The most impassioned protests that Rohatyn alluded to concerned cases in which prisoners appeared to have been condemned on racial grounds, or after unfair trials at which they were badly defended. A number of such cases have generated ad hoc support groups, multilingual websites, fundraising campaigns, and letters or phone calls to U.S. officials by European leaders (also by Pope John Paul II) pleading for clemency. In the case of Odell Barnes, a 31-year-old black man convicted of the rape and murder of his girlfriend, a French support group financed a counter-investigation that turned up serious doubts about his guilt. After Barnes was executed in March 2000, French Education Minister Jack Lang who had flown to Texas to meet with the prisoner charged the U.S. with "assassination." Lang wondered "how Bush can pretend to run for President after committing such a crime."
Timothy McVeigh, however, makes a far less appealing poster boy for the anti-death-penalty campaign.

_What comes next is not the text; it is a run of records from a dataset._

PR #247, opened 2023-02-20
Add basic 404.

mathewjordan:
## What does this do?

This work adds a basic custom 404 page. The page is basically just reusing the Hero component on the homepage to render a single slide. Additionally, it adds navigation to the end user to direct them back to actual content.

The image itself can be easily swapped out by adjusting a IIIF thumbnail on the **pageNotFoundCollection** object at `lib/constants/404.ts` if we decided on different one.

I also fixed a small bug in the HeroBasic component where the `bgImage` prop does not drill down as expected to some inline CSS. This was notice when working through an initial idea.

image

### DIFF
--- a/components/Hero/Basic.styled.ts
+++ b/components/Hero/Basic.styled.ts
@@ -10,6 +10,7 @@ const HeroBasicStyled = styled("section", {
   display: "flex",
   justifyContent: "center",
   alignItems: "center",
+  background: "url(/images/liz__O8A9903_final.jpg)",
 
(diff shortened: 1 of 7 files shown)


adamjarling (commented):
Looks and works great.  One thing to maybe consider?  Say I'm at a Work page, or Collection page and mistype the `id` or any dynamic route id.   Should the 404 kick in, or some note that the `id` item doesn't exist?   Currently it returns this...

image

PR #249, opened 2023-03-07
Updates related to Lighthouse feedback

adamjarling:
## What does this do?
Makes some SEO improvements to the page based on feedback from Lighthouse.  Most of the improvement suggestions were related to dependent packages.  Within this code base, the 2 primary updates were...

1. Pulling in `next/font` and using local fonts instead of grabbing from NU CDN.
2. Pulling in the Bundle Analyzer package to help identify JS weight and bundle size.

## To Test
Feel free to run the Bundle Analyzer, Lighthouse in general, and make sure there are no odd font-related display issues.


context/user-context.tsx
```diff
@@ -1,8 +1,11 @@
 import React, { ReactNode, createContext, useState } from "react";
-import { type User, type UserContext } from "@/types/context/user";
+import {
+  type User,
+  type UserContext as UserContextType,
+} from "@/types/context/user";
 import { getUser } from "@/lib/user-helpers";
 
-const UserContext = createContext<UserContext>({ user: null });
+const UserContext = createContext<UserContextType>({ user: null });
```
mathewjordan, line 8: Good catch.

mathewjordan (approved):
Everything looks really good. Things keep getting smoother and smoother here. I really like the font change. 🚀

PR #252, opened 2023-03-09
Remove all references to useFetchApi hook

adamjarling:
## What does this do
Removes a troublesome hook `useFetchApiData()` previous used to get API /search endpoint data.   

## How to test
Go to the search page and interact with facets/filtering, etc.  Everything should behave as expected in the UI.


mathewjordan (approved):
This is stellar. Glad to have this hook out of there.

PR #256, opened 2023-03-15
Upgrade dependencies and fix Type errors which are fixable

adamjarling:
## What does this do?
Upgrades some major dependency versions, and fixes some long-standing type errors.


mathewjordan (approved):
🚀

A ne'er-do-well Gulf War veteran fascinated with guns and fanatically opposed to the U.S. government, McVeigh blew up a federal building in Oklahoma City on April 19, 1995 with a fertilizer truck bomb. The blast killed 168 people, including 19 children, and injured 500. McVeigh, 33, who casually referred to the dead kids as "collateral damage," has admitted responsibility for the deed, expressed no remorse and ended the appeals process in order to ensure his execution. If ever a prisoner deserved to die, say death penalty-supporters, surely it is he.

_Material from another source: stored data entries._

PR #257, opened 2023-03-15
Only include Reading Room message on restricted Works. Update README

adamjarling:
## What does this do?
Only displays the "You're see this in the Reading Room because....etc" message when a Work is restricted.

This also reverts the server-side 404 check for Work and Collection pages, to allow access in Reading Room.  With the server side check (no auth), the API was returning no items (as it should) for auth protected works and collections.

## How to test
1. Log into a Reading Room machine via Microsoft Remote Desktop
2. View both a Public and Institution (or Private) Work

Notice the message, or absence of.

### DIFF
--- a/README.md
+++ b/README.md
@@ -1,9 +1,19 @@
-# Digital Collections v2 NextJS App
+# Digital Collections v2
 
-This is a work in progress, for experimenting with NextJS, AWS Amplify and various ways of building / data fetching / hosting.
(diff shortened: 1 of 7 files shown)


mathewjordan (commented):
👍 for the message on Restricted works in reading room.

🤔  I'm hesitant about breaking status codes for this exception. The route `/items/foo` is a 200. Of course the 404 page is a 404 which is great, but before we roll with this, can we get together to chat through it a bit more? Perhaps with @davidschober too?

image

mathewjordan (approved):
Let roll!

Yet many abolitionists see McVeigh's execution as an important turning point for their crusade. Says Michel Taube, president of the French organization Together Against the Death Penalty: "This is the first federal execution in 38 years, which constitutes a juridical step backward for the U.S. McVeigh is a paradoxical figure the worst domestic terrorist America has ever known, and at the same time an ordinary American, a child of the divorce generation, of the gun culture. This says a lot about American society, its justice and its violence." As for McVeigh's evident guilt and the reprehensible nature of his crime, Taube says that misses the point. "The problem of the death penalty is not just the innocent people who are condemned. We say it is wrong to execute the guilty."
Indeed, many anti-death-penalty activists argue that the lack of extenuating circumstances in McVeigh's case strips the issue down to its essential point: the nature of cap-ital punishment itself. "We see this case as an opportunity to show that we oppose the death penalty in all circumstances," says Piers Bannister of Amnesty International, which will hold a vigil outside the Terre Haute prison on the day of McVeigh's execution. "It's not about him. It's about eradicating a cruel, irrevocable and outdated punishment."